X
Business

Microsoft to add government cloud offering to its Office 365 line-up

It sounds like there's a new Office 365 SKU coming that is aimed specifically at U.S. government customers.
Written by Mary Jo Foley, Senior Contributing Editor

Microsoft is working on a new Office 365 offering that is meant to appeal specifically to U.S. government customers.

With its Office 365 predecessor -- the bundle of Microsoft-hosted apps known as the Business Productivity Online (BPOS) suite -- Microsoft offered government customers a BPOS-F (Federal) option. The BPOS-F SKU was one of three BPOS SKUs, the other two of which were BPOS-S (Standard) and BPOS-D (Dedicated).

BPOS-F was a highly locked-down bundle of Microsoft-hosted SharePoint, Exchange and Communications Server. “Physical access to those (BPOS Federal) systems is limited by biometric access controls to a small number of individuals who, in compliance with International Traffic in Arms Regulations (ITAR), must be citizens of the United States who have undergone rigorous background checks, including fingerprinting,” according to the Microsoft press release announcing BPOS-F last year.

When Microsoft introduced Office 365 last summer, officials said that while they would continue offer both Standard and Dedicated SKUs, the hope and belief was that the "D" SKU would be phased out in the not-too-distant future because the multi-tenant "S" would be more than good enough.But company officials had nothign specific to say about how, when and if Microsoft intended to provide an Office 365 offering for government customers.

Earlier this month, on March 1, Microsoft officials blogged on the FutureFed site that another SKU was in the works for Office 365. The post described this as a "government community cloud for our US customers" but offered no further timing or details. (I discovered this blog post thanks to a March 1 ComputerWorld story mentioning it.)

Here are the scant details available so far from the FutureFed post:

"Today we offer our customers the choice between Office 365 public or private cloud solutions hosted in a dedicated ITAR or multi-tenant environment.  We’re also committed to delivering a government community cloud for our US customers. We’re proud of the work we’ve done and are doing to ensure all Office 365 offerings support industry standards such as ISO 27001, SSAE 16, HIPAA and FISMA/FedRAMP (Federal Risk and Authorization Management Program).
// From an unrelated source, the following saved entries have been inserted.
PR #565, opened 2025-01-09
rhp2, rhp3: remove internal error

n8maninger:


peterjan (approved):
I was going to propose that in the meeting but figured you would never ever go for it 😅

PR #583, opened 2025-01-22
Increase volume concurrency

n8maninger:
Increases the sleep time between batches when performing background volume actions. This improves concurrency and usability of the host during these background tasks at the cost of performance. Migrating data from sectors will take at least 5 hours per TiB. IO from slow disks will cause this to be longer since atomicity is very important in migration. This is more performant than explicitly setting an `EXCLUSIVE` transaction isolation for heavy write transactions.


ChrisSchinnerl (approved):
Ngl I was a bit confused about the test but when I ran it once with the 1ms jitter I understood 😅

peterjan (approved):

PR #598, opened 2025-02-10
Default to SiaScan for explorer

n8mgr:
When migrating the config, it's possible for the explorer URL to be set to the zero value causing an error when the user tries to update their settings. This ensures the URL will properly default to SiaScan when unset.

### DIFF
--- a/cmd/hostd/run.go
+++ b/cmd/hostd/run.go
@@ -449,7 +449,7 @@ func runRootCmd(ctx context.Context, cfg config.Config, walletKey types.PrivateK
 		api.WithSQLite3Store(store),
 	}
 	if !cfg.Explorer.Disable {
-		if len(cfg.Explorer.URL) == 0 {
+		if cfg.Explorer.URL == "" {
 			cfg.Explorer.URL = "https://api.siascan.com"
 		}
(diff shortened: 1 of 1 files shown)


peterjan (approved):

cmd/hostd/run.go
```diff
@@ -449,6 +449,9 @@ func runRootCmd(ctx context.Context, cfg config.Config, walletKey types.PrivateK
 		api.WithSQLite3Store(store),
 	}
 	if !cfg.Explorer.Disable {
+		if cfg.Explorer.URL == "" {
+			cfg.Explorer.URL = "https://api.siascan.com"
```
peterjan, line 453: I would've probably defaulted in `LoadFile` and added a comment why the default is necessary. If you say "migration" do you refer to `updateConfigV112`? If so, shouldn't we check for empty explorer URL in that function as well?

n8maninger: Yeah, it seems to be an issue configs migrated with `updateConfigV112`. The field gets explicitly set to "",  which ends up overriding the default when in reality we wanted it unset.

n8maninger: Im going to close this for now and consider restructuring the way we handle default values

PR #602, opened 2025-02-11
Update core deps

ChrisSchinnerl:
Second try. Now with the fixed version.


host/contracts/update.go
```diff
@@ -466,10 +467,14 @@ func buildContractState(tx UpdateStateTx, u stateUpdater, revert bool, log *zap.
 		case rev != nil:
 			if revert {
 				state.Revised = append(state.Revised, fce)
-				log.Debug("revised contract", zap.Uint64("current", rev.FileContract.RevisionNumber), zap.Uint64("revised", fce.FileContract.RevisionNumber))
+				log.Debug("revised contract", zap.Uint64("current", rev.RevisionNumber), zap.Uint64("revised", fce.FileContract.RevisionNumber))
 			} else {
-				state.Revised = append(state.Revised, *rev)
-				log.Debug("revised contract", zap.Uint64("current", fce.FileContract.RevisionNumber), zap.Uint64("revised", rev.FileContract.RevisionNumber))
+				state.Revised = append(state.Revised, types.FileContractElement{
```
ChrisSchinnerl, line 472: @lukechampine is this sane?

@n8maninger I noticed that theoretically we don't need the state element in `applyV2ContractRevision` since it redundantly updates the proof and index. However, a `types.V2FileContract` is still not enough since we don't have the contract's id. 
I played around with two ideas.
1. Updating `StateChanges.Revised` to a `map[types.FileContractID]types.FileContractElement` to get the ID later
2. Introducing the reduced types `RevisedContract` and `RevisedV2Contract` which wrap `FileContract` and `V2FileContract` respectively and add an ID. 

I don't love both approaches since 1. introduces a map that needs to be initialized and 2. adds new types just for this. So maybe this is the cleanest way to achieve what we need after all. Either that or a helper in `core` that does the same thing.

n8maninger: Adding a type and changing the query only update the revision would reduce IO. I'd probably lean towards that even with the unfortunate side effect of adding a new type.

host/contracts/update.go
```diff
@@ -450,8 +450,9 @@ func (cm *Manager) ProcessActions(index types.ChainIndex) error {
 }
 
 // buildContractState helper to build state changes from a state update
-func buildContractState(tx UpdateStateTx, u stateUpdater, revert bool, log *zap.Logger) (state StateChanges) {
-	u.ForEachFileContractElement(func(fce types.FileContractElement, created bool, rev *types.FileContractElement, resolved, valid bool) {
+func buildContractState(tx UpdateStateTx, fces []consensus.FileContractElementDiff, v2Fces []consensus.V2FileContractElementDiff, revert bool, log *zap.Logger) (state StateChanges) {
+	for _, diff := range fces {
```
n8maninger, line 454: Be careful of returns in the diff loops `!relevant` should be `continue` now

host/contracts/update.go
```diff
@@ -450,8 +450,9 @@ func (cm *Manager) ProcessActions(index types.ChainIndex) error {
...
+		fce, rev, created, resolved, valid := diff.FileContractElement, diff.Revision, diff.Created, diff.Resolved, diff.Valid
 		log := log.With(zap.Stringer("contractID", fce.ID))
 		if relevant, err := tx.ContractRelevant(types.FileContractID(fce.ID)); err != nil {
 			log.Fatal("failed to check contract relevance", zap.Error(err))
```
n8maninger, line 458: Could be a follow up, but this can return an error now instad of panicking.

host/contracts/update.go
```diff
@@ -485,11 +490,11 @@ func buildContractState(tx UpdateStateTx, u stateUpdater, revert bool, log *zap.
 		default:
 			log.Fatal("unexpected contract state", zap.Bool("resolved", resolved), zap.Bool("valid", valid), zap.Bool("created", created), zap.Bool("revised", rev != nil), zap.Stringer("contractID", fce.ID))
 		}
-	})
+	}
 
-	u.ForEachV2FileContractElement(func(fce types.V2FileContractElement, created bool, rev *types.V2FileContractElement, res types.V2FileContractResolutionType) {
+	for _, diff := range v2Fces {
```
n8maninger, line 495: Ditto on `return`

n8maninger (changes requested):

n8maninger (approved):

PR #476, opened 2024-02-15
chore: collect most voted ext while validating vote extension 

RafilxTenfen:


RafilxTenfen:
related https://github.com/babylonchain/babylon/pull/475

PR #482, opened 2024-02-16
Setup a test suite for testing proposals

KonradStaniec:
Test suite implementation with initial test cases. I am still unsure wheter it is best to use mocks or real keeper, we can re-consider this after adding more test cases.


x/checkpointing/proposal_test.go
```diff
@@ -0,0 +1,196 @@
...
+	for _, info := range infos {
+		out = append(out, info.Info)
+	}
+	return out
+}
+
+func SetupProposalHandler(
+	t *testing.T,
+	c *gomock.Controller) (*checkpointing.ProposalHandler, *mocks.MockCheckpointingKeeper, sdk.Context) {
+	ek := mocks.NewMockCheckpointingKeeper(c)
```
SebastianElvis, line 44: Given that the [test helper](https://github.com/babylonchain/babylon/tree/dev/testutil/helper) already supports testing ABCI++ to some extent, does it make sense to reuse the test helper to build such a test suite? The mocks make extra assumptions on the system and building a new test suite introduces some redundancy

KonradStaniec: So those tests and tests provided by test helper, serve two different purposes.

Tests provided by helper, shows how our domain logic fits within cosmos-sdk framework. It test our domain logic a bit, but there is a lot of other stuff (panic catches, different states, some databases). In my mind this sits at the level integration tests.

Main purposes of this tests is show to external callers what is expected behaviour of our module public api in different set of scenarios.( and of course test those scenarios, but in my mind this a bit of by product)
Having such test suite serves both, as testing for our domain logic and also documentation of behaviour for any other modules. In case of problem like, `oh I wonder, what happen in case of all empty vote extensions` the person, doesn't need to even consult source code , but can look at test cases at see the expected behaviour is to just reject proposal.

Even people which will modify the code in the future will see what is expected set of behaviours given module should honor.

testutil/mocks/proposal_keeper.go
SebastianElvis, line 1: Shouldn't this file be somewhere under `x/checkpointing` ?

x/checkpointing/proposal_test.go
```diff
@@ -0,0 +1,479 @@
...
+	valAddress, err := sdk.ValAddressFromBech32(v.Keys.ValidatorAddress)
+	require.NoError(t, err)
+	return valAddress
+}
+
+func (v *TestValidator) BlsPubKey() bls12381.PublicKey {
+	return *v.Keys.BlsKey.Pubkey
+}
+
+func genNTestValidators(t *testing.T, n int) []TestValidator {
```
SebastianElvis, line 108: Probably we can have a test suite that wraps a list of validators, ctx, and the checkpointing keeper?

x/checkpointing/proposal_test.go
```diff
@@ -0,0 +1,479 @@
...
+		Txs:        [][]byte{},
+		LocalLastCommit: cbftt.ExtendedCommitInfo{
+			Round: 0,
+			Votes: votes,
+		},
+		Height: height,
+	}
+}
+
+func randomBlockHash() checkpointingtypes.BlockHash {
```
SebastianElvis, line 193: This can go to `datagen/`

SebastianElvis (commented):
Great work! However there might be some duplications with existing tests based on `testutil/helper` and we might be able to simplify the code by using `github.com/stretchr/testify/suite`. Wdyt?

testutil/mocks/proposal_keeper.go
KonradStaniec: tbh I am not sure, there is a lot of mocks under `"github.com/babylonchain/babylon/testutil/mocks"` so it seemed like a good place to add another one.

x/checkpointing/proposal_test.go
KonradStaniec: sure, there is already `GenRandomBlockHash` there which I have missed 👍

x/checkpointing/proposal_test.go
KonradStaniec: not sure this will help much as for each scenario list of validators is potentially different and there are potentialy different expectations on mock keep. I will refactor a bit scenario setup function, but if we want to cover a lot of different cases then there will be some inherent complexity in those tests.

x/btcstaking/client/cli/query.go
```diff
@@ -61,6 +62,35 @@ func CmdFinalityProvider() *cobra.Command {
 	return cmd
 }
 
+func CmdDelegation() *cobra.Command {
+	cmd := &cobra.Command{
+		Use:   "delegatopn [staking_tx_hash_hex]",
```
SebastianElvis, line 67:
```suggestion
		Use:   "delegation [staking_tx_hash_hex]",
```

SebastianElvis (approved):
Would be great to get another pass from @gitferry who has also written some tests on this :+1:

x/btcstaking/client/cli/query.go
KonradStaniec: ahh this wasn't supposed to be part of pr, but on the other hand this command comes in handy for some delegation debugging, so it is probably good to have it 😅

x/checkpointing/proposal_test.go
```diff
@@ -0,0 +1,469 @@
...
+					validator := val
+					ek.EXPECT().GetPubKeyByConsAddr(gomock.Any(), sdk.ConsAddress(validator.ValidatorAddress(t).Bytes())).Return(validator.ProtoPubkey(), nil).AnyTimes()
+
+					if i < invalidValidBlsSig {
+						ek.EXPECT().VerifyBLSSig(gomock.Any(), validatorAndExtensions.Extensions[i].ToBLSSig()).Return(checkpointingtypes.ErrInvalidBlsSignature).AnyTimes()
+					} else {
+						ek.EXPECT().VerifyBLSSig(gomock.Any(), validatorAndExtensions.Extensions[i].ToBLSSig()).Return(nil).AnyTimes()
+					}
+					ek.EXPECT().GetBlsPubKey(gomock.Any(), validator.ValidatorAddress(t)).Return(validator.BlsPubKey(), nil).AnyTimes()
+					// empty vote extension
```
gitferry, line 353: leftover?

x/checkpointing/proposal_test.go
```diff
@@ -0,0 +1,469 @@
...
+				return &Scenario{
+					TotalPower:   totalPower,
+					ValidatorSet: validatorAndExtensions.Vals,
+					Extensions:   signedVoteExtensions,
+				}
+			},
+			expectError: true,
+		},
+		{
+			name: "1/3 of validators provided invalid bls signature",
```
gitferry, line 333: maybe we can add one more case where <1/3 of validators provided invalid BLS signature and the expected error is false

gitferry (approved):
Awesome work! I like the idea of abstracting the checkpoint keeper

For those customers who prefer to build and manage their own private cloud infrastructures, we’ve empowered them to do so with tools like Windows Server with Hyper-V and System Center....

"As government cloud requirements evolve, so will Microsoft’s portfolio. We’re committed to providing customers with the broadest options based on government requirements such as FedRAMP."

Translation: The "dedicated ITAR" mention refers to Microsoft's private-cloud, on-premises Office 365 offering, anchored by Windows Server. This is currently the closes equivalent to BPOS-F that Microsoft has for Office 365 customers. The coming "government community cloud" seems to be something different, and more like the Microsoft BPOS-F hosted offering.

"A government community cloud for US customers will enable customer data to be stored in separate, government-only environment. Our intent is to provide for unique government requirements such as FISMA and FedRAMP as customers require it," a spokesperson told me via email.

So maybe this government community cloud is some kind of public-cloud variant of Office 365, but with more locked-down guarantees/restrictions? At this point, I am not 100 percent sure, and Microsoft isn't sharing more information.

Meanwhile, in other Microsoft cloud news, Microsoft is trimming prices for its Windows Azure public cloud offering on top of what it already did around SQL Azure in February of this year. The latest cuts, announced on March 8, are for Windows Azure storage and compute.